Lectrices et lecteurs du Cantonnier qui, depuis le temps, me faites le plaisir et l’honneur de supporter mes « humeurs », vous savez que l’objectivité n’est pas ma principale qualité de chroniqueuse, mais que regarder l’Autre, apprécier la beauté de la vie, la bonté de la nature, aimer, contempler, marcher dans le bois, nager dans le petit lac, etc. forgent mes valeurs et alimentent ma joie.
Ainsi, j’ai commencé à lire le récit de Geneviève Perron avec, je le reconnais, un préjugé favorable, puisqu’elle est une amie habitant le village voisin de Sainte-Hélène-de-Chester. Toutefois, étant d’abord une lectrice, je ne cherchais pas tant à mieux connaître une amie qu’à découvrir un texte. Que j’ai trouvé.

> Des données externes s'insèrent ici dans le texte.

PR #123, opened 2019-12-19
Track commits in .git/gud/commits.json

### LINKED ISSUE #40: Keep track of commit hashes using a .json file
We should keep track of the hashes of the commits we create using `git gud commit` and `git gud load`. Each one of these commits will a name, as defined in #34, but we should create a file, `.git/gud/commits.json` and store the hashes of the commits that we create. This will be useful for checking if the level is complete and validating what we think happened happened. The json should look like this:
```
{
'commit_name': 'hash'
...
}
```
Where the hash is what shows up when we run `git log` and `commit_name` is something like `C1`, `C2`, `M1`

Don't forget about Python's `json` module

parkmichael777:
fixes #40


parkmichael777:
#40 

Here's what happens as of now:
1. When you load a skill, load a level, or reset a level, the .git/gud/commits.json file is overwritten with a fresh file. This file is populated with whatever commits the level is initialized with.
2. Whenever a user uses "git gud commit" the commits.json file will add a dictionary entry.

commit_name => "C#"
commit_hash => C#'s commit hash.

I haven't built any functions to read the JSON file, but that should be easy enough.

gitgud/operations.py
```diff
@@ -95,7 +97,9 @@ def create_tree(self, commits, head):
                 for parent in parents[1:]:
                     merge_base = self.repo.merge_base(parents[0], parent)
                     self.repo.index.merge_tree(parent, base=merge_base)
-                self.repo.index.commit(name, author=actor, committer=actor, author_date=committime_rfc, commit_date=committime_rfc, parent_commits=parents)
+                commit_obj = self.repo.index.commit(name, author=actor, committer=actor, author_date=committime_rfc, commit_date=committime_rfc, parent_commits=parents)
+                track_commits(name, commit_obj.hexsha[:7])
+                
 
             commit_objects[name] = self.repo.head.commit
```
benthayer: Do you want to change this to use your new `commit_obj`? It refers to the same thing.

gitgud/operations.py
```diff
@@ -215,3 +219,22 @@ def get_operator():
...
+def track_commits(commit_num, commit_hash):
+    # Assumes that .git/gud/commits.json has been initialized by 'git gud load'
+    if os.path.exists(".git/gud/commits.json"):
+        with open(".git/gud/commits.json") as fp:
+            commit_dict = json.load(fp)
+        commit_dict["C" + commit_num] = commit_hash
+        with open(".git/gud/commits.json", 'w') as fp:
+            json.dump(commit_dict, fp)
+    else:
+        print("uh oh someting borken")
```
benthayer: For all of these, accept a file operator as a parameter and then use it to get the file paths. If we create a directory and switch to into it (which might be the case with later levels), this won't work

gitgud/operations.py
```diff
@@ -215,3 +219,22 @@ def get_operator():
...
+
+def init_tracking_json():
+    if os.path.exists(os.path.join(os.getcwd(), ".git")):
+        with open(".git/gud/commits.json", 'w') as fp:
+            json.dump({}, fp)
+    else:
+        print("ERROR: Wrong directory :C")
+            
+
+def track_commits(commit_num, commit_hash):
```
benthayer: call this `track_commit` singular

benthayer:
We don't need the reading just yet. It's not clear what we're going to need this for, so we can hold off on  doing that until we start running into issues and need this.

We'll probably need this when working with rebases and merges and trying to figure out if the user has solved a given level

gitgud/operations.py
parkmichael777: check

gitgud/operations.py
parkmichael777: done

gitgud/operations.py
parkmichael777: bingo

parkmichael777:
I need to reset the tracking json whenever there is a new level; I do this for load, reset, and init. Are there any more that I don't know about or am forgetting?

gitgud/operations.py
```diff
@@ -221,12 +221,11 @@ def get_operator():
...
 
 def init_tracking_json(file_operator):
-    if os.path.exists(os.path.join(file_operator.git_path, "gud", "commits.json")):
-        with open(os.path.join(file_operator.git_path, "gud", "commits.json"), 'w') as fp:
-            json.dump({}, fp)
-    else:
-        print("ERROR: Wrong directory :C")
-   
+    print("Creating: Commit Tracker")
+    with open(os.path.join(file_operator.git_path, "gud", "commits.json"), 'w') as fp:
```
benthayer: You can change this to file_operator.git_gud_path, but I would add an attribute to file_operator so you can do file_operator.commit_data_path

parkmichael777: Fixed in #130

gitgud/__main__.py
```diff
@@ -160,6 +162,7 @@ def handle_init(self, args):
         print('Welcome to Git Gud!')
         print()
 
+        init_tracking_json(self.file_operator)
         self.file_operator.get_level().setup(self.file_operator)
         show_tree()
```
benthayer: Remove these three lines and use `load_level` function here. `load_level` will needlessly write the level again, but that's a minor cost, and the change would improve readability.

benthayer: Change these three lines to use `load_level`. It'll needlessly rewrite the level to the file, but that doesn't change anything, the new code makes the code more maintainable.

`init_tracking_json` will be in the `load_level` function

gitgud/__main__.py
```diff
@@ -188,6 +191,7 @@ def handle_reset(self, args):
 
         level = self.file_operator.get_level()
         print("Resetting...")
+        init_tracking_json(self.file_operator)
         level.setup(self.file_operator)
         show_tree()
```
benthayer: Use `load_level` here

gitgud/__main__.py
```diff
@@ -264,12 +267,14 @@ def handle_load(self, args):
 
             if args.level_name is not None:
                 if args.level_name in all_skills[args.skill_name]:
+                    init_tracking_json(self.file_operator)
```
benthayer: You'll be able to remove this once `init_tracking_json` is in `load_level`

gitgud/__main__.py
```diff
@@ -264,12 +267,14 @@ def handle_load(self, args):
...
                     level = skill[args.level_name]
                     self.load_level(level)
                 else:
                     print('Level "{}" does not exist'.format(args.level_name))
                     print("To view levels/skills, use git gud levels or git gud skills")
             else:
+                init_tracking_json(self.file_operator)
```
benthayer: Same here, you can remove this once `init_tracking_json is in `load_level`

gitgud/__main__.py
```diff
@@ -293,6 +298,7 @@ def handle_commit(self, args):
         print('Simulating: git commit -m "{}"'.format(commit_name))
 
         commit = self.file_operator.add_and_commit(commit_name)
+        track_commit(self.file_operator, commit_name, commit.hexsha[:7])
```
benthayer: This is currently the only place where we use `add_and_commit` currently, and I think in the future, we'll want to track every commit that we create with the `add_and_commit` function, so put `track_commit` in `add_and_commit`

gitgud/operations.py
```diff
@@ -215,3 +219,23 @@ def get_operator():
...
             return Operator(path)
     return None
+
+
+def init_tracking_json(file_operator):
+    print("Creating: Commit Tracker")
+    with open(os.path.join(file_operator.git_path, "gud", "commits.json"), 'w') as fp:
+        json.dump({}, fp)
+        print("Successfully created")
+        print()
```
benthayer: Remove all logging, this is an internal function, so seeing this isn't useful to the user.

gitgud/__main__.py
parkmichael777: added init_tracking_json to load_level. Deleting these three lines.

parkmichael777: Same as above, yes?

gitgud/__main__.py
parkmichael777: Replaced those three lines with load_level.

gitgud/__main__.py
parkmichael777: If i'm not mistaken, you got rid of this whole section in the commit that you made me merge, right?

gitgud/__main__.py
parkmichael777: Also a part of that section you deleted.

gitgud/__main__.py
parkmichael777: Removed track_commit from handle_commit, moved to add_and_commit.

gitgud/operations.py
parkmichael777: Logging removed

parkmichael777:
All requested changes have been made. 

In regards to the "test," are you talking about the CircleCI tests? Or a git gud test for the user?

Celui, d’une part, d’un voyage étonnant, un périple de deux mois qui l’a menée au Népal en trekking dans l’Annapurna. Juste ça : imaginez ce que ça demande d’audace et de courage. Doublés d’une longue préparation et d’une excellente forme physique, il va sans dire, et davantage encore de détermination et de dépassement. Chacun d’entre nous s’efforce d’atteindre des sommets à sa mesure, de franchir des limites pour traverser une imperceptible frontière menant à une grâce au-delà du réel. Pas besoin pour ça de se hisser au sommet de l’Himalaya. Mais Geneviève Perron y est allée, elle, et en la lisant j’avais des frissons ; il faisait froid là-haut, certes, et les dangers étaient vrais et multiples. C’est l’émotion cependant, à la hauteur du sublime des paysages, des efforts, de la volonté qu’il faut pour se rendre jusque-là qui m’a atteinte. À travers laquelle s’est révélé un simple amour d’autrui, sans condescendance ni jugement, qui comme tout être vivant mérite attention. Mais où cet autre peut être aussi quelqu’un qui déçoit ou exaspère ; c’est pas parce qu’on est à l’autre bout de la Terre que la réalité de la nature humaine change tant que ça. Il n’en reste pas moins que ce récit, écrit avec sincérité et d’une qualité exemplaire, est héroïque. De cet héroïsme à la fois plus petit et plus grand que soi, plus fort et plus faible que ce qu’on imaginait. Geneviève Perron a gravi jour après jour cette montagne et l’a offert en partage.
D’autre part, parallèlement au récit de voyage, en est un autre confié avec bravoure, d’une maladie aveugle et implacable. Qui demande au moins autant de détermination et de dépassement pour l’accepter et la surmonter. Elle l’a aussi traversé, ce désert de glace et de solitude, aux écueils bien plus douloureux que le froid et l’épuisement. Elle en parle sans pathos et sans détour. Elle en parle bien.
Pourquoi j’ai aimé son livre ? Parce qu’on en sort grandi.